Figure 5.

Identification of the key binding domain in CPE interacting with TrkB that mediated activity-dependent surface TrkB recruitment. A, Co-IP was performed in lysates of HEK 293 cells expressing Flag-TrkBΔEX and Myc-CPE_C25 truncated mutants. B, Summary of CPE-truncated mutants used in A and a summary of the TrkBΔEX interactions with the mutants of CPE. C, Ratiometric fluorescence assay was performed to examine the influence of CPE_C25Δ10-RFP on cLTP-induced surface recruitment of TrkB receptors. Representative epifluorescence images were shown. Scale bar, 10 μm. The Control and CPE_C25Δ10-RFP constructs all express fused RFP, and we only captured images of RFP-positive neurons (pseudo blue color). The total TrkB receptors were fused with GFP (green color). The surface TrkB stained with M2 antibody followed by Cy5-conjugated goat anti-mouse antibody (pseudo red color).
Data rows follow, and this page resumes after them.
PR #264, opened 2023-11-06
Update prettier end of line configuration

irvingoujAtDevolution:
Updated Prettier configurations to avoid ending character conflict.
Reference:
https://prettier.io/docs/en/options 
end of line options
https://stackoverflow.com/questions/53516594/why-do-i-keep-getting-eslint-delete-cr-prettier-prettier

### DIFF
--- a/web-client/.prettierrc.yaml
+++ b/web-client/.prettierrc.yaml
@@ -10,6 +10,7 @@ singleQuote: true
 semi: true
 trailingComma: all
 printWidth: 120
+endOfLine: auto
 
 plugins:
   - prettier-plugin-svelte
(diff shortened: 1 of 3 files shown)


CBenoit (commented):
I want line endings to be unified to LF so I don’t want to modify the prettierrc config this way
However, I understand eslint is giving you errors because your editor is inserting CRLF? In that case, I think it’s fine to modify the eslint configuration instead in order to relax this, as mentioned in the stackoverflow answer
Alternatively, make sure your editor is auto-formatting when saving

irvingoujAtDevolution:
> I want line endings to be unified to LF so I don’t want to modify the prettierrc config this way However, I understand eslint is giving you errors because your editor is inserting CRLF? In that case, I think it’s fine to modify the eslint configuration instead in order to relax this, as mentioned in the stackoverflow answer Alternatively, make sure your editor is auto-formatting when saving

I have pushed a new commit, changes eslint config isntead of prettier

CBenoit (approved):
Thank you!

D, Quantification of TrkB surface levels by the ratio of red to green fluorescence intensity in C (two-way ANOVA with Bonferroni's multiple comparisons test, F_(1,12) = 4.193, *p = 0.0225; n = 4). E, TAT-CPE^452-466 inhibits the interaction between CPE_C25 and TrkBΔEX. HEK293 cells were transfected with Myc-CPE_C25 and FLAG-TrkBΔEX. After 2 d cells were treated with TAT-Con or TAT-CPE^452-466 (5 μm) for 30 min before lysed. The interaction between CPE_C25 and TrkBΔEX was analyzed by IP using anti-Flag antibodies and followed by immunoblotting with Myc antibodies. F, Ratiometric fluorescence assay was performed to examine the influence of TAT-CPE^452-466 peptides on glycine-induced surface recruitment of TrkB receptor. Representative images from the ratiometric fluorescence assay are shown. Scale bar, 10 μm. G, Quantification of TrkB surface levels by the ratio of red to green fluorescence intensity in F (two-way ANOVA with Bonferroni's multiple comparisons test, F_(1,12) = 3.266, *p = 0.0481; n = 4). All the data are presented as mean ± SEM (n ≥ 25 cells for each condition per experiment).